NativeScript is also been lied to. They tell me that they plan to acquire NativeScript but failed at giving evidences that they have the ability to do so. When I asked NativeScript side about the acquision, they're shocked to hear this, and denied the possibility of being acquired as it is now a OpenJS Foundation project.
> Since they where introduced to you by a trusted party
That's their trick. They claim they worked for Nvidia, it tricks NativeScript and then they can use NativeScript's introduction to trick me.

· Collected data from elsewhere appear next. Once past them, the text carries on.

Issue #60, opened 2026-07-29
hidden="hidden" navs (page-list, landmarks) are extracted as body content


jloutsch:
## Symptom

A "Page List" section with entries `VII, viii, 1, 2, 3, 4, 5, 6 …` appears in the
book after the table of contents. It is not visible content in the source EPUB.

## Cause

EPUB 3 navigation documents carry non-rendered navs:

```html
<nav class="hidden-tag" epub:type="landmarks" hidden="hidden"> … </nav>
<nav epub:type="page-list" hidden="hidden" role="doc-pagelist">
  <h2>Page List</h2>
  <ol><li id="pageVII"><a href="005_BM_001.xhtml#pageVII">VII</a></li> …
```

`extract_blocks_from_html` walks the DOM without consulting the `hidden`
attribute, so every one of those `<li>`s becomes a content block.

In the affected book that is **374 junk blocks** — `Navigation`,
`Begin Reading`, `Table of Contents`, `Page List`, then several hundred bare
page numbers. 310 of the 328 blocks extracted from `toc.xhtml` come from hidden
navs.

Minimal repro:

```python
extract_blocks_from_html(doc('<p>visible</p><nav hidden="hidden"><p>SHOULD NOT APPEAR</p></nav>'))
# -> ['visible', 'SHOULD NOT APPEAR']
```

## Fix

Skip subtrees carrying the HTML5 `hidden` attribute, and skip navs whose
`epub:type` is a non-rendered kind (`page-list`, `landmarks`). The `hidden`
attribute is the general rule; the `epub:type` check catches producers that omit
it.

## Not a regression

Identical in pre-5.6.0 builds — 374 such blocks in both, verified by extracting
from an older `.kfx`. The in-body link work (#53) merely made it obvious: the
page numbers are now underlined links rather than anonymous stray text.

jloutsch:
Shipped in **v5.6.0** and device-verified: the spurious page list no longer appears after the contents.

`hidden="hidden"` subtrees and navs whose `epub:type` names a non-rendered kind are skipped. On the book that surfaced this, `toc.xhtml` went from 328 extracted blocks to 39, with page-list contamination 310 → 0. Now pinned by the `publisher_structure` golden fixture, verified by reverting the fix and confirming the fixture fails.

Left open after merge because the squash from a stacked branch did not trigger auto-close.

Issue #59, opened 2026-07-29
Tail text after a nested inline tag loses the enclosing element flags (breaks emphasis and links)


jloutsch:
## Symptom

Only part of a linked TOC entry is actually a link. On device: "only the number
of that chapter is underlined showing it is a link" — the chapter title text
beside it is inert.

The same defect silently corrupts **emphasis**, which is the more serious half:
text following a nested tag inside `<em>`/`<strong>` loses its italic/bold.

## Cause

In `converter.py::_walk_inline`:

```python
for child in elem:
    ...
    parts.extend(_walk_inline(child, cur, ...))
    if child.tail:
        parts.append((child.tail, flags))   # <-- flags, not cur
```

`flags` is the *incoming* parameter; `cur` is the accumulated set for this
element (its own italic/bold/super/link plus inherited). A child's tail text
sits inside `elem`, so it must carry `cur`. Using `flags` drops whatever `elem`
itself contributed.

Minimal repro — ` gamma` is inside `<em>` and loses italic entirely:

```python
extract_blocks_from_html(doc("<p><em>alpha <b>beta</b> gamma</em></p>"))
# text  = 'alpha beta gamma'
# spans = [(0,6,italic), (6,4,italic+bold)]     ' gamma' has NO span
```

Real TOC markup hits it through links:

```html
<a href="..."><span class="sans">PART I</span> T<span class="SC">he</span> N<span class="SC">ucleus</span> ...</a>
```

produces link spans over `PART I`, `he`, `ucleus` — but not the tails `T`, ` N`,
` R` between them. Hence a partially underlined, partially dead entry.

## Fix

Pass `cur` for the tail:

```python
parts.append((child.tail, cur))
```

## Impact

Pre-existing and not a regression — it has been mis-rendering emphasis since
inline emphasis landed, silently, because a missing italic is easy to overlook.
The link work (#53) made it visible by rendering the same defect as a broken
link. Worth a regression test for both the emphasis and link cases.

jloutsch:
Shipped in **v5.6.0** — `converter.py:259` now passes `cur` rather than the incoming flags to a child tail.

The visible symptom (half-underlined TOC entries) was device-verified. The more consequential half was silent: text after a nested tag inside `<em>`/`<strong>` had been losing its emphasis since inline emphasis first landed, in every book.

Left open after merge because the squash from a stacked branch did not trigger auto-close.

PR #61, opened 2026-07-29
fix: TOC extraction — nested lists, tail flags, hidden navs (#58, #59, #60)

### LINKED ISSUE #58: Nested <ol>/<ul> inside <li> collapses a whole sub-list into one paragraph
## Symptom

In a book whose EPUB TOC uses nested lists, a Part heading and every chapter
under it render as **one run-on paragraph** instead of separate lines.

Observed on device: "Part 1 and the chapters within it as 1 paragraph".

## Cause

`extract_blocks_from_html` builds `block_tags` from `p div h1..h6 blockquote li
section article figure`. **`ol` and `ul` are not in that set.** The leaf test is:

```python
is_block = elem.tag in block_tags
has_block_child = any(child.tag in block_tags for child in elem)
```

For `<li class="toc-part"><a .../><ol><li>Ch1</li><li>Ch2</li></ol></li>` the
children are `<a>` and `<ol>` — neither is a block tag — so `has_block_child` is
False, the `<li>` is treated as a leaf, and `_walk_inline` flattens the entire
nested list into a single paragraph.

Minimal repro:

```python
extract_blocks_from_html(doc("<ol><li>Part<ol><li>Ch1</li><li>Ch2</li></ol></li></ol>"))
# -> 1 block: 'PartCh1Ch2'      expected: 3 blocks
```

## Fix

Add `ol` and `ul` to `block_tags` so a list counts as a block child and its
parent `<li>` is no longer treated as a leaf.

## Not a regression

Present identically in builds predating 5.6.0 — verified by extracting the same
merged block from a pre-5.6.0 `.kfx`. The in-body link work (#53) only made it
conspicuous, by turning the entries into visible links.

jloutsch:
Fixes #58, #59, #60. Stacked on #54 (they touch the same `_walk_inline`).

Device report: the contents page showed a Part and all its chapters as one run-on paragraph with only the chapter number underlined, plus a stray "Page List" of `VII, viii, 1, 2, 3…` afterwards.

## None of this is a regression

I checked before assuming. Extracting from a **pre-5.6.0** `.kfx` of the same book gives byte-for-byte the same damage — 374 page-number blocks and the identical merged `PART I …` paragraph. The link work in #54 did not cause any of it; it made it visible, by rendering the damage as underlined links instead of anonymous grey text.

## #58 — nested lists flattened

`block_tags` had `li` but not `ol`/`ul`, so `<li>Part<ol><li>Ch1</li></ol></li>` looked childless and the whole sub-list was flattened.

Fixing it exposed the other half of the same bug: a container's own inline text was **dropped** when it also had block children, because that branch only recursed. Inline runs are now flushed as their own blocks in document order — so `<div>lead-in<p>…</p></div>` stops losing "lead-in" too.

## #59 — tail text lost its enclosing flags

```python
parts.append((child.tail, flags))   # incoming flags, not this element's
```

The tail is *inside* `elem`, so it must carry `cur`. This has been silently mangling **emphasis** since inline emphasis landed — in `<em>alpha <b>beta</b> gamma</em>`, ` gamma` was not italic. Nobody noticed because a missing italic is easy to overlook; a half-underlined link is not. That is the more valuable half of this PR.

## #60 — hidden navs rendered

`hidden="hidden"` was ignored, so EPUB 3 `page-list` and `landmarks` navs became body text — one block per printed page.

Skips on the HTML5 `hidden` attribute (general rule) and on `epub:type` naming a structural nav (catches producers that omit `hidden`).

## Result on the real book

| | before | after |
|---|---|---|
| blocks from `toc.xhtml` | 328 | **39** |
| page-list junk blocks | 310 | **0** |
| `PART I` entry | run-on paragraph, digit linked | own block, **single span over all 38 chars** |

## Tests

7 new, written failing first, each pinned to a minimal repro. Full suite 567 passed, 12 skipped. Ruff clean. Golden corpus unchanged.

**Not yet device-verified** — needs a sideload.

### DIFF
--- a/plugin/kfxgen/converter.py
+++ b/plugin/kfxgen/converter.py
@@ -220,7 +220,13 @@ def _walk_inline(
                 )
             )
         if child.tail:
-            parts.append((child.tail, flags))
+            # The tail sits inside `elem`, so it carries `cur` — this element's
+            # accumulated flags — not the incoming `flags`. Using `flags` here
+            # dropped whatever `elem` itself contributed: text after a nested
+            # tag inside <em> lost its italic, and text between styled spans
+            # inside an <a> lost the link, leaving entries half-underlined and
+            # half-dead. (#59)
+            parts.append((child.tail, cur))
     return parts
 
 
@@ -253,6 +259,26 @@ def _dedupe_keep_order(items):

It is almost impossible to verify that they really worked for NV but it tricks people into beliving they're capable of something big, but actually they can't even debug such a simple problem on their own.
> Also you mentioned they Sponsored you in the hall of shame this is not the behavior of people with bad intentions.
It's also their trick. They want to get much more from me beyond the project itself, totally ignoring that I have my own projects and plan. Also the price they claim to pay for what I'm going to do is really really low, considering how ambitious the project is and how incapable themselves are.